## Action item
Copy each line of the entries that includes the word "they".

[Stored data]
####

PR #69, opened 2021-01-29
Sample for configuring SSL enabled worker

vitarb:
Shows how to setup SSL enabled worker.
Also adds a dependency on recently added testing library.

### DIFF
--- a/src/main/java/io/temporal/samples/ssl/SslEnabledWorker.java
+++ b/src/main/java/io/temporal/samples/ssl/SslEnabledWorker.java
@@ -1,0 +1,74 @@
+/*
+ *  Copyright (c) 2020 Temporal Technologies, Inc. All Rights Reserved
+ *
+ *  Copyright 2012-2016 Amazon.com, Inc. or its affiliates. All Rights Reserved.
+ *
+ *  Modifications copyright (C) 2017 Uber Technologies, Inc.
+ *
+ *  Licensed under the Apache License, Version 2.0 (the "License"). You may not
+ *  use this file except in compliance with the License. A copy of the License is
+ *  located at
+ *
+ *  http://aws.amazon.com/apache2.0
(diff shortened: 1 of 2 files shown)


src/main/java/io/temporal/samples/ssl/SslEnabledWorker.java
```diff
@@ -0,0 +1,74 @@
...
+    // backend.
+    // client that can be used to start and signal workflows.
+    WorkflowClient client =
+        WorkflowClient.newInstance(
+            service, WorkflowClientOptions.newBuilder().setNamespace(namespace).build());
+    // worker factory that can be used to create workers for specific task queues
+    WorkerFactory factory = WorkerFactory.newInstance(client);
+    // Worker that listens on a task queue and hosts both workflow and activity implementations.
+    Worker worker = factory.newWorker(TASK_QUEUE);
+    // TODO now register your workflow types and activity implementations.
```
Sushisource, line 69: This TODO, is it meant for the person reading the sample?

If so maybe remove the TODO and say "Now, here is where you would register... as in the below two lines"

Sushisource (approved):
LGTM small wording change

src/main/java/io/temporal/samples/ssl/SslEnabledWorker.java
vitarb: I wanted to make it more obvious that it's a required part, and didn't want to copy-paste some other sample, as it's not focused on the specific behavior. Having TODO would highlight the line in most people's IDE, making it more clear.

Sushisource: Ah, sure that makes sense. Might keep the TODO and the wording upgrade so it's a bit more clear it's a call to action.

PR #73, opened 2021-02-05
Upgrade Mockito to 3.x

GreyTeardrop:
## Overview & motivation

Update test code to Mockito 3 and adapt when needed. This PR is inspired by https://github.com/temporalio/sdk-java/issues/332 and should provide an example of how a recent Mockito can be used with Temporal SDK.

## Details

* Upgrade Mockito and PowerMock to the latest versions
* Fix deprecation warnings
* Use `withSettings().withoutAnnotations()` in `HelloActivityTest` to prevent Mockito from copying annotations from activity interface to mock class
* Re-enable `HelloChildTest.testMockedChild()` and `HelloExceptionTest.testChildWorkflowTimeout()` as they no longer fail with Mockito 3, presumably due to Mockito's switch to ByteBuddy

### DIFF
--- a/src/test/java/io/temporal/samples/hello/HelloActivityTest.java
+++ b/src/test/java/io/temporal/samples/hello/HelloActivityTest.java
@@ -90,4 +90,12 @@ public class HelloActivityTest {
     String greeting = workflow.getGreeting("World");
     assertEquals("Hello World!", greeting);
   }
+
+  @Test(expected = IllegalArgumentException.class)
+  public void testMockedActivityWithoutSettings() {
+    // Mocking activity that has method-level annotations
+    // with no withoutAnnotations() setting results in a failure
+    GreetingActivities activities = mock(GreetingActivities.class);
+    worker.registerActivitiesImplementations(activities);
+  }
 }
--- a/src/test/java/io/temporal/samples/hello/HelloActivityTest.java
+++ b/src/test/java/io/temporal/samples/hello/HelloActivityTest.java
@@ -23,6 +23,7 @@ import static io.temporal.samples.hello.HelloActivity.TASK_QUEUE;
 import static org.junit.Assert.assertEquals;
 import static org.mockito.Mockito.mock;
 import static org.mockito.Mockito.when;
+import static org.mockito.Mockito.withSettings;
 
 import io.temporal.client.WorkflowClient;
 import io.temporal.client.WorkflowOptions;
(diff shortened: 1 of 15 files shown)


GreyTeardrop:
@mfateev @vitarb I've noticed that Java SDK is getting Mockito 3 in the scope of https://github.com/temporalio/sdk-java/pull/360. Do you think it's worth upgrading samples as well?

tsurdilo:
@GreyTeardrop will need to be rebased. Also if you have time let's check if there are any examples tests that were added recently needs an update as well. Thanks!

GreyTeardrop:
Thank you, @tsurdilo! I've merged the latest `master` and updated `HelloLocalActivityTest`.

src/test/java/io/temporal/samples/hello/HelloActivityTest.java
```diff
@@ -73,7 +74,10 @@ public void testActivityImpl() {
 
   @Test
   public void testMockedActivity() {
-    GreetingActivities activities = mock(GreetingActivities.class);
+    // withoutAnnotations() is required to stop Mockito from copying
+    // method-level annotations from the GreetingActivities interface
+    GreetingActivities activities =
+        mock(GreetingActivities.class, withSettings().withoutAnnotations());
```
tsurdilo, line 80: What's the reason that you don't want Mockito to preserve the annotations? 
Why if you do preserve them (testMockedActivityWithoutSettings) you expect the exception?

Just asking because if you have an Activity method with let's say

    @ActivityMethod(name = "sayHello")
    String composeGreeting(String greeting, String name);

The activity type is different if you remove the annotation, and you probably would want to test with the 
actually registered type from the annotation name param? Same really with the @ActivityInterface annotation.

Just wondering.

GreyTeardrop: The annotation on the interface class `GreetingActivities` should not be affected. The `withoutAnnotations()` setting removes annotations that Mockito copies from the interface class to the dynamically generated mock. Without it, the `worker.registerActivitiesImplementations(activities)` call fails, as it [explicitly checks](https://github.com/temporalio/sdk-java/blob/v1.0.7/temporal-sdk/src/main/java/io/temporal/common/metadata/POJOActivityImplMetadata.java#L65-L70) that the activity implementation class should not have `@ActivityMethod` annotations.

Someone has reported that behavior as a https://github.com/temporalio/sdk-java/issues/332 issue for the Java SDK.

tsurdilo (approved):

tsurdilo:
@vitarb please review as well when you can. thanks!

vitarb (approved):

PR #82, opened 2021-03-18
Add an example for encrypting payloads.

robholland:


src/main/java/io/temporal/samples/encryptedpayloads/CryptDataConverter.java
```diff
@@ -0,0 +1,193 @@
...
+    new SecureRandom().nextBytes(nonce);
+    return nonce;
+  }
+
+  private byte[] encrypt(byte[] plainData) throws Exception {
+    SecretKey key = this.getKey();
+    byte[] nonce = getNonce(GCM_NONCE_LENGTH_BYTE);
+
+    Cipher cipher = Cipher.getInstance(CIPHER);
+    cipher.init(Cipher.ENCRYPT_MODE, key, new GCMParameterSpec(GCM_TAG_LENGTH_BIT, nonce));
```
mfateev, line 76: Is this a cheap enough operation to execute per payload?

src/main/java/io/temporal/samples/encryptedpayloads/CryptDataConverter.java
```diff
@@ -0,0 +1,193 @@
...
+    return Optional.of(encryptedPayload);
+  }
+
+  @Override
+  public <T> T fromPayload(Payload payload, Class<T> valueClass, Type valueType) {
+    ByteString encoding;
+    try {
+      encoding = payload.getMetadataOrThrow(EncodingKeys.METADATA_WRAPPED_ENCODING_KEY);
+    } catch (Throwable e) {
+      return converter.fromPayload(payload, valueClass, valueType);
```
mfateev, line 138: I wouldn't use exceptions for flow control

src/main/java/io/temporal/samples/encryptedpayloads/CryptDataConverter.java
robholland: It's required to be per payload due to the `nonce`. It must vary per encryption run.

src/main/java/io/temporal/samples/encryptedpayloads/CryptDataConverter.java
robholland: So I should use `payload.getMetadataOrDefault(...)`, or what would you suggest? I was expecting `getMetadata(key)` but that's not a thing.

robholland: I'll refactor to use `getMetadataMap` just feels weird as I only need one field.

robholland: Updated in https://github.com/temporalio/samples-java/pull/82/commits/27fbb88dbe1238ba9ffac52b85b2067a20598170

mfateev: Another option is to use `getMetadataOrDefault` which is a little cheaper than `getMetadata`.

src/main/java/io/temporal/samples/encryptedpayloads/CryptDataConverter.java
```diff
@@ -0,0 +1,189 @@
...
+      .setData(ByteString.copyFrom(plainData))
+      .removeMetadata(EncodingKeys.METADATA_WRAPPED_ENCODING_KEY)
+      .putMetadata(EncodingKeys.METADATA_ENCODING_KEY, encoding)
+      .build();
+
+    return converter.fromPayload(decryptedPayload, valueClass, valueType);
+  }
+
+  @Override
+  public Optional<Payloads> toPayloads(Object... values) throws DataConverterException {
```
mfateev, line 154: I would call `converter.toPayloads(values)` and then serialize the resulting Payload (using protobuf generated method) and then encrypt the whole thing at once.

src/main/java/io/temporal/samples/encryptedpayloads/CryptDataConverter.java
```diff
@@ -0,0 +1,189 @@
...
+    buffer.get(encryptedData);
+
+    Cipher cipher = Cipher.getInstance(CIPHER);
+    cipher.init(Cipher.DECRYPT_MODE, key, new GCMParameterSpec(GCM_TAG_LENGTH_BIT, nonce));
+
+    return cipher.doFinal(encryptedData);
+  }
+
+  @Override
+  public <T> Optional<Payload> toPayload(T value) throws DataConverterException {
```
mfateev, line 100: I don't think we want to encrypt data passed to toPayload. This method is used for searchable attributes and header fields. I don't think they should be encrypted.

src/main/java/io/temporal/samples/encryptedpayloads/CryptDataConverter.java
```diff
@@ -0,0 +1,189 @@
...
+import javax.crypto.Cipher;
+import javax.crypto.SecretKey;
+import javax.crypto.spec.GCMParameterSpec;
+import javax.crypto.spec.SecretKeySpec;
+
+class EncodingKeys {
+  static final String METADATA_ENCODING_KEY = "encoding";
+  static final String METADATA_WRAPPED_ENCODING_KEY = "wrapped-encoding";
+
+  static final String METADATA_ENCODING_RAW_NAME = "binary/plain";
```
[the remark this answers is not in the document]
robholland: Updated to `binary/encrypted` per suggestion and to match go example.

src/main/java/io/temporal/samples/encryptedpayloads/CryptDataConverter.java
robholland: This didn't quite feel safe to me as Payloads has no metadata. I have however taken the suggestion of encrypting/decrypting the serialised payload rather than encrypting only the data. This is much cleaner now :)

src/main/java/io/temporal/samples/encryptedpayloads/CryptDataConverter.java
robholland: Makes sense, fixed.

src/main/java/io/temporal/samples/encryptedpayloads/CryptDataConverter.java
```diff
@@ -106,47 +110,39 @@ private SecretKey getKey() {
...
     }
 
-    Payload encryptedPayload = Payload.newBuilder(innerPayload)
-      .setData(ByteString.copyFrom(encryptedData))
-      .putMetadata(EncodingKeys.METADATA_ENCODING_KEY, EncodingKeys.METADATA_ENCODING_RAW)
-      .putMetadata(EncodingKeys.METADATA_WRAPPED_ENCODING_KEY, encoding)
-      .build();
+    Payload encryptedPayload =
+        Payload.newBuilder()
+            .putMetadata(METADATA_ENCODING_KEY, METADATA_ENCODING)
```
mfateev, line 122: I would add cipher and some sort of key id into the metadata. The idea is that the metadata should be enough to find out which key to use.

vitarb (approved):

####

## Answer for this exercise
* Re-enable `HelloChildTest.testMockedChild()` and `HelloExceptionTest.testChildWorkflowTimeout()` as they no longer fail with Mockito 3, presumably due to Mockito's switch to ByteBuddy
mfateev, line 100: I don't think we want to encrypt data passed to toPayload. This method is used for searchable attributes and header fields. I don't think they should be encrypted.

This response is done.